Routing security is important and it is great to see that it is now on the agenda of many network operators. We're going to organise an RPKI signing party to further increase deployment.
Routing security is a hot topic within the Internet engineering community, as is evident from NLNOG meeting last September.
During the recent RIPE 77 meeting in Amsterdam, NLNOG initiated a gathering to share success stories and experiences about deploying RPKI as a routing security strategy. At that meeting nobody raised any concerns about the value of RPKI or its usefulness to operators' routing security. In fact, the only real question from attendees was "How do I get there?"
It was great to see engineers who already deployed RPKI and those who haven't come together. There were some interesting discussions and people offered to help each other and to continue discussions on optimising the technology further.
Highlights from the meeting
- Software developers from all RPKI validators were present and shared their roadmap.
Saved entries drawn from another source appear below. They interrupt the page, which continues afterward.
PR #1697, opened 2022-07-20
Forest fails if user doesn't provide snapshot when the DB is empty

### LINKED ISSUE #1669: Early exit Forest if no snapshot is provided and the DB is empty
**Issue summary**

Right now we can run forest on a clean instance without providing a snapshot. We can, but we all have the tribal knowledge that this will fail miserably. Others do not (yet).

It would be great to manage the expectations of people using Forest/first-time contributors and fail fast with a helpful message, e.g. `Need to bootstrap Forest with a snapshot on the first run` plus perhaps a link to the usual source of mainnet snapshots. This will certainly improve the user/contributor experience.

https://github.com/ChainSafe/forest/pull/1656

connormullett:
**Summary of changes**
- Refer the user to the documentation if no snapshot is provided and HEAD is below the latest network upgrade

Closes 
#1669 


connormullett:
> Don't check whether the DB exists. Instead, check if the epoch is recent enough for Forest to sync correctly.

That's a great idea. Was using this as a placeholder till we talked about it. Left a comment on the issue about this earlier

lemmih (dismissed):
- Make it explicit that we support Skyr and newer (rather than just the latest version).
- The error messages you use with `expect` should be understandable on their own and not just a statement that you expect to be true.
- Loading a snapshot for a network version older than Skyr should also fail. It's fine to fail /after/ the snapshot has been loaded.

forest/src/daemon.rs
```diff
@@ -102,7 +103,9 @@ pub(super) async fn start(config: Config) {
     // Start Prometheus server port
     let prometheus_listener = TcpListener::bind(config.metrics_address)
         .await
-        .unwrap_or_else(|_| panic!("could not bind to {}", config.metrics_address));
+        .unwrap_or_else(|_| {
+            cli_error_and_die(&format!("could not bind to {}", config.metrics_address), 1)
```
LesnyRumcajs, line 107: minor suggestion, we could use `AsRef<str>` as an argument to this function to make it a bit more ergonomic to use (e.g. being able to pass just `String`)

forest/src/daemon.rs
```diff
@@ -154,6 +157,26 @@ pub(super) async fn start(config: Config) {
 
     sync_from_snapshot(&config, &state_manager).await;
 
+    // Terminate if no snapshot is provided and DB isn't recent enough
+    match chain_store.heaviest_tipset().await {
+        None => {
+            cli_error_and_die(
+                "Forest cannot sync without a snapshot. Download a snapshot from a trusted source and import with --import-snapshot=[file]",
```
LesnyRumcajs, line 164: This is great but may be a bit puzzling for new folks. They most likely don't know where is the trusted source. How about we add a section in README `Trusted snapshot sources` to make their life easier?

LesnyRumcajs (approved):

forest/src/daemon.rs
lemmih: Once we're hosting our own trusted snapshots, we can offer to automatically download them.

tyshko5 (approved):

This gave some interesting perspective on where they are and what the outlook is.
- The Netherlands is leading in RPKI deployment, with many operators in the room indicating that they have already deployed and are actively rejecting invalid routes.
- Many people in the room indicated they are planning to deploy RPKI Origin Validation.
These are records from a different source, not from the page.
PR #1699, opened 2022-07-20
Ensure blocks are created by a distinct set of miners. 

### LINKED ISSUE #1675: Ensure blocks are created by a distinct set of miners.
**Issue summary**

There's a check in `verify_blocks` to ensure all blocks are made by different miners, before they are assembled into a valid tipset. It compares each miner address to the first. This is incorrect and will miss the case of any subsequent miners being equal to each other, but not the first, e.g. [A,B,B].

Relevant code:
https://github.com/ChainSafe/forest/blob/46fe3ff57bf1ea634fe325dc9c17755d576fb25e/blockchain/blocks/src/tipset.rs#L227-L230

- KPN and Liberty Global (the two largest Dutch domestic access networks) indicated they are deploying or exploring how to deploy.
- Operators are helping each other by sharing configuration examples or customer trouble cases.
- The room indicated that they see few problems after having deployed, and nobody has backed out of the changes they have made!
Next steps
There is clearly a lot of momentum around RPKI deployment in the Netherlands. The question now is where do we go from here? We will continue to bring operators together to discuss ways to advance RPKI, and we hope you will be in a position to share your RPKI experience next time we have such an event.
Join us at the RPKI Signing Party!
In cooperation with the RIPE NCC and other organisations, we will organise an RPKI Signing Party / Hackathon early 2019. During the meeting, we would like to see five or six network operators implement RPKI in their live networks, from scratch, and to work with developers to develop validator-related code and/or work on integrations with, for example, popular monitoring systems.
We are very excited with the great results so far and it's positive to see routing security becoming a more prominent topic on the security agenda. There’s still a lot of work to do but with every step we take the Internet will become more secure and stable.
Comments 2
Comments are disabled on articles published more than a year ago. If you'd like to inform us of any issues, please reach out to us via the contact form here.
Carlos Friacas •
Thanks for this article! People need to start publishing their ROAs. It's simple. Just jump into your LIRPortal account. Go to "Resources", then "RPKI Dashboard" and then you can easily select routes and create your ROAs. This is the basic step that will bring value to RPKI, even if you only start doing Validation on your backbone for everyone else's routes at some point in the future. An RPKI Signing Party is a great idea. Maybe this could be ran online, over some videochat platform, on a monthly basis...
Hide replies
Melchior Aelmans •
Thanks for commenting Carlos! I couldn't agree more! I'll discuss your idea about a online version as well!